When I spoke with USA Cycling’s Quirk on Tuesday, he repeated his support for the idea of a Colorado race, but when pressed he let on a strong hint of wait-and-see. “Our organization exists to support the growth of bike racing,” he said of USAC's reasons for publicly backing a speculative project. “Event organizers are entrepreneurs and it’s in the DNA of entrepreneurs to dream big. The idea of bringing a week-long stage race back to the United States is a highly ambitious plan. We’re familiar with what the central challenges are to that and any way we can be supportive of this organization’s efforts, we’re going to be supportive. It would be magical if they could do it.”
Quirk’s right: there are challenges. Not one, not two, but three high-profile stage races have been born and died in Colorado alone in the past half-century. That’s not counting the Tour of California, Tour of Missouri, Tour de Georgia, Tour de Trump (which became the Tour DuPont), and Tour of Utah. All died because of so-far insoluble financial and logistical challenges to building sustainable success for professional road stage racing in America.


Racing in the US is not like racing in Europe. For one thing, the UCI would not allow that incorrect sideways rainbow jersey alignment on home soil.

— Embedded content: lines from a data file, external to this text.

PR #1182, opened 2025-12-02
fix!(stablecoin-exchange): set balance after `transfer_from`

### LINKED ISSUE #1169: Bug: Flip order completion can incorrectly zero a user’s balance if insufficient funds
### Describe the bug

In an edge case, a user’s on-exchange balance can be incorrectly zeroed when a flip order is filled but the user no longer has sufficient balance or approval to fund the subsequent flip order that gets created. 

When a swap triggers the flip order to be filled, the precompile calls calls `place_flip()` which calls `decrement_balance_or_transfer_from()`. This logic zeroes the user’s balance before attempting a `transferFrom`, and if approval was revoked or the wallet balance is too low, that transfer fails and the user is left with a zero balance even though no tokens were transferred. 

Updating the balance only after a successful transfer should prevent this specific issue.

0xKitsune:
Closes #1169

This PR updates the `decrement_balance_or_transfer_from()` function to set balance after successfully transferring from the user. Note that since `allegretto` is already live on testnet, this logic should be gated behind a subsequent hardfork before merging.


crates/precompiles/src/stablecoin_exchange/mod.rs
```diff
@@ -274,11 +274,21 @@ impl<'a, S: PrecompileStorageProvider> StablecoinExchange<'a, S> {
...
         } else {
-            self.set_balance(user, token, 0)?;
             let remaining = amount
                 .checked_sub(user_balance)
                 .ok_or(TempoPrecompileError::under_overflow())?;
-            self.transfer_from(token, user, remaining)
+
+            // FIXME: Since allegretto is already live, this should be gated behind a subsequent
+            // hardfork.
+            if self.storage.spec().is_allegretto() {
```
fgimenez: isn't the gating here inverted? the buggy version is behind allegretto+, and the fixed one is set for previous hardforks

I wanted to ask Taylor about why (and how) his tiny, unknown, unproved organization would be the one to succeed where many, many others have failed. He quickly responded to a request for comment by asking that questions be emailed. I replied, asking about his and Infinity’s background, further plans for the race including route, the status of sponsors, and whether Infinity would work with a logistics partner with experience in the US market – a likely candidate would be Medalist Sports, which has produced substantially every major US stage race of note the past two decades. And, of course, I asked how Infinity would solve challenges others failed to.
His response was long on reassurances and short on specifics. Infinity, he mentioned several times, was just "the commercial vehicle through which this race will be delivered," and was in the process of setting up a US operations arm while "working closely with the relevant organisations" on aspects like permits and sanctions. His most candid reply, about how Infinity would overcome challenges that have ended previous races, was that "we are under no illusion of the scale of the task. We are also aware that we might fail (and we have been open about that)." But nothing in his answers offered any real path to success, and Taylor acknowledged discussions with potential sponsors were "still in the early stages."
In response to a question about his and his team's background, he said "the experience behind it comes from the individuals involved" who have "collectively been part of some of the world's biggest sporting events, including the Olympic Games, Commonwealth Games, and multiple World Championships." But he did not name any team members or say in what capacity they had been involved in those events. Taylor also sidestepped a direct question about Infinity's operational and financial status, saying again that it was merely a commercial vehicle whose "role will evolve as required" to support the US-based entity that would actually organize the race.
Which is where Frank Arokiasamy came to mind. In 2007, Arokiasamy, an obscure corporate consultant with no known connection to cycling, called a press conference at the Interbike trade show to announce a race of breathtaking ambition. The 2008 Tour of America would be four weeks, with 27 point-to-point stages, and offer a stunning $11 million in prize money, making it the richest prize purse in cycling, dwarfing even the 2024 Tour de France (in unadjusted dollars, no less).